VPS34-IN1 inhibits cap-mediated translation and synergizes with STING activation to drive type-I IFN expression in human plasmacytoid DCs
GATTI E. 1
1 CIML, CNRS, France, Marseille, France
Inhibition of the phosphatidylinositol kinase vacuolar protein sorting 34 (VPS34) with the pharmacological compound VPS34-IN1 has multiple effects on endosome dynamics. Although VPS34 inhibition has been proposed as a chemotherapeutic strategy for treating cancers, little is known about its cytotoxicity on leukemic blastic plasmacytoid dendritic cell neoplasms (BDPCN).

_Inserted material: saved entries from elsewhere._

PR #935, opened 2016-08-29
AddressBook Framework -- Modifying, Adding, and Removing Contacts

### LINKED ISSUE #888: Addressbook - modify contacts and add/remove to addressbook
Implement the following APIs:

- [ ] ABRecordSetValue
- [ ] ABPersonCreate
- [ ] ABRecordRemoveValue
- [ ] ABAddressBookRemoveRecord
- [ ] ABAddressBookAddRecord
- [ ] ABAddressBookHasUnsavedChanges
- [ ] ABAddressBookSave
- [ ] ABAddressBookRevert

chadimoussi:
Fixes #888
Added support for modifying a contact, as well as adding, removing,
and saving the AddressBook. Added new method to retrieve contacts
that can be modified or deleted.

### DIFF
--- a/Frameworks/AddressBook/ABAddressBook.mm
+++ b/Frameworks/AddressBook/ABAddressBook.mm
@@ -104,47 +104,44 @@ void ABAddressBookRequestAccessWithCompletion(ABAddressBookRef addressBook, ABAd
 }
 
 /**
- @Status Stub
+ @Status Interoperable
  @Notes
 */
 bool ABAddressBookHasUnsavedChanges(ABAddressBookRef addressBook) {
-    UNIMPLEMENTED();
-    return StubReturn();
+    return [(__bridge _ABAddressBookManager*)addressBook hasUnsavedChanges];
 }
 
 /**
- @Status Stub
+ @Status Interoperable
  @Notes
 */
 bool ABAddressBookSave(ABAddressBookRef addressBook, CFErrorRef* error) {
-    UNIMPLEMENTED();
-    return StubReturn();
+    return [(__bridge _ABAddressBookManager*)addressBook save];
 }
 
 /**
- @Status Stub
+ @Status Interoperable
  @Notes
 */
 void ABAddressBookRevert(ABAddressBookRef addressBook) {
-    UNIMPLEMENTED();
+    [(__bridge _ABAddressBookManager*)addressBook revert];
 }
 
 /**
- @Status Stub
+ @Status Interoperable
  @Notes
 */
 bool ABAddressBookAddRecord(ABAddressBookRef addressBook, ABRecordRef record, CFErrorRef* error) {
-    UNIMPLEMENTED();
-    return StubReturn();
+    return [(__bridge _ABAddressBookManager*)addressBook addContact:record error:error];
 }
 
 /**
- @Status Stub
- @Notes
+ @Status Caveat
+ @Notes Records can only be removed if they are retrieved with ABAddressBookCopyArrayOfAllUserAppPeople
+ -- contacts from ABAddressBookCopyArrayOfAllPeople are read-only and cannot be removed.
 */
 bool ABAddressBookRemoveRecord(ABAddressBookRef addressBook, ABRecordRef record, CFErrorRef* error) {
-    UNIMPLEMENTED();
-    return StubReturn();
+    return [(__bridge _ABAddressBookManager*)addressBook removeContact:record error:error];
 }
 
 /**
--- a/Frameworks/AddressBook/ABAddressBook.mm
+++ b/Frameworks/AddressBook/ABAddressBook.mm
@@ -1,6 +1,6 @@
 //******************************************************************************
 //
-// Copyright (c) 2016 Microsoft Corporation. All rights reserved.
+// Copyright (c) Microsoft. All rights reserved.
 //
 // This code is licensed under the MIT License (MIT).
 //
@@ -116,7 +116,16 @@ bool ABAddressBookHasUnsavedChanges(ABAddressBookRef addressBook) {
  @Notes
 */
 bool ABAddressBookSave(ABAddressBookRef addressBook, CFErrorRef* error) {
-    return [(__bridge _ABAddressBookManager*)addressBook save];
+    bool result = [(__bridge _ABAddressBookManager*)addressBook save];
+    if ((!result) && error) {
+        NSDictionary* userInfo = @{
+            NSLocalizedDescriptionKey : NSLocalizedString(@"Error saving AddressBook.\n", nil),
+        };
+        *error = (__bridge_retained CFErrorRef)[NSError errorWithDomain:(__bridge NSString*)ABAddressBookErrorDomain
+                                                                   code:kABOperationNotPermittedByStoreError
+                                                               userInfo:userInfo];
+    }
+    return result;
 }
 
 /**
--- a/Frameworks/AddressBook/ABAddressBookManagerInternal.h
+++ b/Frameworks/AddressBook/ABAddressBookManagerInternal.h
@@ -17,10 +17,17 @@
 #pragma once
 
 #import "UWP/WindowsApplicationModelContacts.h"
+#import <AddressBook/ABRecord.h>
 
 @interface _ABAddressBookManager : NSObject
 
 @property WACContactStore* contactStore;
 - (NSArray*)getListOfContacts;
-
+- (NSArray*)getListOfModifiableContacts;
+- (bool)addContact:(ABRecordRef)record error:(CFErrorRef*)error;
+- (bool)removeContact:(ABRecordRef)record error:(CFErrorRef*)error;
+- (void)modifyContact:(ABRecordRef)record;
+- (bool)hasUnsavedChanges;
+- (void)revert;
+- (bool)save;
 @end
--- a/Frameworks/AddressBook/ABAddressBookManagerInternal.h
+++ b/Frameworks/AddressBook/ABAddressBookManagerInternal.h
@@ -1,6 +1,6 @@
 //******************************************************************************
 //
-// Copyright (c) 2016 Microsoft Corporation. All rights reserved.
+// Copyright (c) Microsoft. All rights reserved.
 //
 // This code is licensed under the MIT License (MIT).
 //
@@ -30,4 +30,12 @@
 - (bool)hasUnsavedChanges;
 - (void)revert;
 - (bool)save;
+@end
+
+@interface __ABContactOperation : NSObject
+
+@property BOOL shouldDelete;
+@property WACContact* contact;
+- (id)initWithContact:(WACContact*)contact shouldDelete:(BOOL)shouldDelete;
+
 @end
--- a/Frameworks/AddressBook/ABAddressBookManagerInternal.mm
+++ b/Frameworks/AddressBook/ABAddressBookManagerInternal.mm
@@ -43,6 +43,17 @@ static void _setError(CFErrorRef* error, NSString* message) {
     }
 }
 
+static void _copyWrappedContacts(NSArray* /* WACContact* */ source,
+                                 NSMutableArray* /* _ABContact* */ destination,
+                                 ABRecordContactType type,
+                                 ABRecordRef manager) {
+    for (WACContact* contact in source) {
+        _ABContact* wrappedContact = [[_ABContact alloc] initWithContact:contact andType:type];
+        wrappedContact.manager = manager;
+        [destination addObject:wrappedContact];
+    }
+}
+
 @implementation _ABAddressBookManager {
     NSMutableSet<WACContact*>* _toAdd;
     NSMutableDictionary<NSString*, __ABContactOperation*>* _operations;
@@ -169,11 +180,7 @@ static void _setError(CFErrorRef* error, NSString* message) {
         result = [NSMutableArray arrayWithCapacity:[success count]];
 
         // Copy over the contacts wrapped in _ABContacts.
-        for (int i = 0; i < [success count]; i++) {
-            _ABContact* contact = [[_ABContact alloc] initWithContact:success[i] andType:kAddressBookReadOnlyContact];
-            contact.manager = (__bridge ABRecordRef)self;
-            result[i] = contact;
-        }
+        _copyWrappedContacts(success, result, kAddressBookReadOnlyContact, (__bridge ABRecordRef)self);
 
         dispatch_semaphore_signal(semaphore);
     }
@@ -202,11 +209,7 @@ static void _setError(CFErrorRef* error, NSString* message) {
                 shouldContinue = NO;
             } else {
                 shouldContinue = YES;
-                for (WACContact* contact in success.contacts) {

In this study, we aimed to investigate the effects of VPS34-IN1 on BDPCN and its role in regulating type-I IFN expression. We found that VPS34-IN1 did not exhibit significant cytotoxicity on BDPCN but mediated the activation of stimulator of interferon genes (STING) and strongly potentiated plasmacytoid dendritic cell (pDC) response to the STING agonist 2’-3’-cGAMP. Translation intensity measurement, Immunofluorescence confocal microscopy, gene and cytokines expression analysis, CRISPR Cas9 KO
This synergy with VPS34-IN1 resulted in a strong enhancement of type-I IFN expression, which was dependent on both the alteration of STING degradation and cap-mediated mRNA translation inhibition. Furthermore, reduction of protein synthesis by VPS34-IN1 was found to control the expression of several key innate signaling regulators, such as the phosphatase-1 co-factor GADD34/PPP1R15a or the adaptor TAX1BP1. This, in turn, prolonged TBK1- and IRF3-dependent signaling downstream of STING.
Overall, our study suggests that VPS34 inhibitors may represent interesting compounds for harnessing type-I Interferon expression in different pathologic contexts.